En daarom zou ik mijn artikel willen afsluiten met een klein betoog vóór onafhankelijk kritisch denken. School zou een plek moeten zijn waar leerlingen kennis kunnen nemen van verschillende opvattingen over verschillende onderwerpen. Ze zouden juist meegenomen moeten worden in discussies hierover en kunnen leren welke ideeën door de meerderheid gedragen worden, maar óók dat er andere gedachten mogelijk zijn. Het is denk ik niet aan scholen om de leerlingen te gaan vertellen wat ze moeten geloven, maar wel hoe ze verschillende ideeën moeten afwegen.
En juist binnen ons vak is dat van ontzettend groot belang. Als de leerlingen ergens bij gebaat zijn, is dat ze leren omgaan met pluriformiteit, om voor zichzelf te denken, om dingen te onderzoeken voor ze het tot zich nemen en om het maatschappelijk debat te kunnen voeren op een open en respectvolle manier. Kritisch burgerschap.

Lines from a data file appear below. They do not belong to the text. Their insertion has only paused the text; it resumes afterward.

Issue #731, opened 2019-04-15
Should we upgrade tags on cluster upgrade?


errordeveloper:
We have introduce new tags with #728, but after upgrading a cluster old tags remain. This is somewhat deliberate as a general feature, yet we might want to upgrade tag schema as well.

cdenneen:
@errordeveloper @martina-if Not sure if this is best place for it or new issue but we need ability to update cluster/nodegroup/fargateprofile/etc for changes.
Now while replacing NG and Fargate profiles is recommended for those it shouldn't be required for updates to things like Tags or Labels
Same with the cluster resources (stacks, ControlPlane, SG, etc) if you update the tags for all these resources let's say you create all of these with something like:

De geleerden mogen uitmaken of dit gewoon nog een andere invulling is van social reconstruction of dat het een mooie vijfde is voor Schiro’s lijstje.
Verwijzingen:
Beute, M., Scholen, aarzel niet tegengif te bieden aan desinformatie uit rechts-radicale hoek, in: Volkskrant, 22-08-2021
Brooks, M., World War Z: An Oral History of the Zombie War, Crown, 2006.
Gül, L., Ik ga leven, Prometheus, 2021.
Popper, K. R., The Open Society and Its Enemies, Routledge, Londen & New York, 2002 (1945). p. 581.
Schiro, M. S., Introduction to the curriculum ideologies, in: Curriculum theory: Conflicting visions and enduring concerns, Sage Publications, Los Angeles, 2008.